Question

Find the symmetric equations and the parametric equations of a line, and/or the equation of the plane satisfying the following given conditions. Line through (5,-4,2) and parallel to the line $\mathbf{r}=\mathbf{i}-\mathbf{j}+(5\mathbf{i}-2\mathbf{j}+\mathbf{k})t$.

Short answer

Parametric: $x=5+5t$, $y=-4-2t$, $z=2+t$. Symmetric: \ \frac{x - 5}{5} = \frac{y + 4}{-2} = z - 2 \.

Step-by-step solution

Understand the Direction Vector

The given line's equation is $\mathbf{r}=\mathbf{i}-\mathbf{j}+(5\mathbf{i}-2\mathbf{j}+\mathbf{k})t$. This can be rewritten as $\mathbf{r}=(1,-1,0)+t(5,-2,1)$. The direction vector of the line is $(5,-2,1)$.

Identify the Point and Direction of the New Line

The new line passes through the point $(5,-4,2)$ and is parallel to the direction vector $(5,-2,1)$.

Write the Parametric Equations

Using the point $(5,-4,2)$ and the direction vector $(5,-2,1)$, the parametric equations are: $$x=5+5t$$$$y=-4-2t$$$$z=2+t$$

Write the Symmetric Equations

To find the symmetric equations, solve the parametric equations for t:$$t=(x-5)/5$$$$t=(y+4)/-2$$$$t=(z-2)/1$$Setting these equal gives the symmetric equations:$$\frac{x-5}{5}=\frac{y+4}{-2}=z-2$$

Key concepts

Symmetric Equations

Symmetric equations are a way to represent a line in three-dimensional space. They are derived from parametric equations by eliminating the parameter, usually represented by $t$. For symmetric equations, we begin by solving each of the parametric equations for the parameter $t$ and then equating them to form a single expression.

For example, given the parametric equations:
$x=5+5t$
$y=-4-2t$
$z=2+t$
We solve each for $t$:
$t=\frac{x-5}{5}$
$t=\frac{y+4}{-2}$
$t=z-2$
Setting these equations equal to each other gives the symmetric equations:
$$\frac{x-5}{5}=\frac{y+4}{-2}=z-2$$
Simplifying these equations to find the parameter $t$ ensures that we accurately describe the line through a common equation.

Direction Vector

The direction vector of a line indicates the direction the line is pointing in three-dimensional space. It is a vector that, when added to a point on the line, gives another point on the line by scaling it with a parameter, typically $t$.

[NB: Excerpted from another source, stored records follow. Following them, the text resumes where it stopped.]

PR #21, opened 2015-02-01
update setObd2Config API to prevent API buffer overflow (V2.7.9 work in progress)

brentpicasso:
This change adds a 'starting from index' for setting an array of OBD-II PIDs.  Reason: setting 20 PIDs all at once was overflowing the serial Rx buffer, and I felt it was wasteful to expand the buffer to accommodate the full message.  

This requires the app to set all 20 OBD-II pids in two steps, instead of setting all at once. up to 10 PIDs can be sent at a time. (20 separate single PID calls or 2 calls with 10 PIDs each can be made to set all 20 PIDs)

Added unit tests to check for success and failure modes.


src/logger/loggerApi.c
```diff
@@ -1085,25 +1085,41 @@ static const jsmntok_t * setPidExtendedField(const jsmntok_t *valueTok, const ch
 	return valueTok + 1;
 }
 
+/* Max number of PIDs that can be written in the setOBD2Config message */
+#define MAX_OBD2_MESSAGE_PIDS 10
```
brentpicasso: OK to put the #define close to where it would be used, or is it better form to put it at the top? was conflicted about this.

Jeff-Ciesielski: IMO I'd say better form to put it at the top.

Jeff-Ciesielski:
Aside from my comment about the #define, looks good to me.  Kudos on writing tests for it as well :). :+1:

brentpicasso:
feels real good writing tests, although it still feels like drudgery :0

stieg:
Looks pretty good.  FYI your indentation is off in the Unit tests.

src/logger/loggerApi.c
```diff
@@ -1088,22 +1091,35 @@ static const jsmntok_t * setPidExtendedField(const jsmntok_t *valueTok, const ch
...
+	}
 
-      for (pidsTok++; pidIndex < arrSize; pidIndex++) {
-         PidConfig *pidCfg = obd2Cfg->pids + pidIndex;
-         ChannelConfig *chCfg = &(pidCfg->cfg);
-         pidsTok = setChannelConfig(serial, pidsTok, chCfg, setPidExtendedField, pidCfg);
-      }
-   }
+	const jsmntok_t *pidsTok = findNode(json, "pids");
+	if (pidsTok != NULL && (++pidsTok)->type == JSMN_ARRAY) {
```
stieg: [Feedback]: this is borderline too complex (with the increment inline in the second statement).  Normally I would use consts values and let the compiler handle the optimizations.

PR #22, opened 2015-02-22
Get rcpsim compiling on OSX

paulbutcher:


brentpicasso:
This is great, thanks. What version of GCC did you use to compile it?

Given a line described parametrically as:
$\mathbf{\text{r}}=\mathbf{\text{a}}+\mathbf{\text{d}}t$
Where $\mathbf{\text{a}}$ is a point on the line and $\mathbf{\text{d}}$ is the direction vector. The direction vector $\mathbf{\text{d}}$ is essentially the vector formed by the coefficients of $t$ in the parametric equation.

In the problem, the given line is:
$\mathbf{\text{r}}=(1,-1,0)+t(5,-2,1)$
Hence, the direction vector is $(5,-2,1)$. For the new line through the point $(5,-4,2)$ and parallel to the given line, the direction vector remains $(5,-2,1)$.

Parametric Equations

Parametric equations of a line express the coordinates of points on the line as functions of a single parameter, usually $t$. They show how the coordinates change with respect to the parameter.

For a line passing through a point $(x_0,y_0,z_0)$ with a direction vector $(a,b,c)$, the parametric equations can be written as:
$x=x_0+at$
$y=y_0+bt$
$z=z_0+ct$
In our problem, the line passes through the point $(5,-4,2)$ with direction vector $(5,-2,1)$. Thus, the parametric equations are:
$x=5+5t$
$y=-4-2t$
$z=2+t$
These equations show the position of any point on the line as $t$ varies.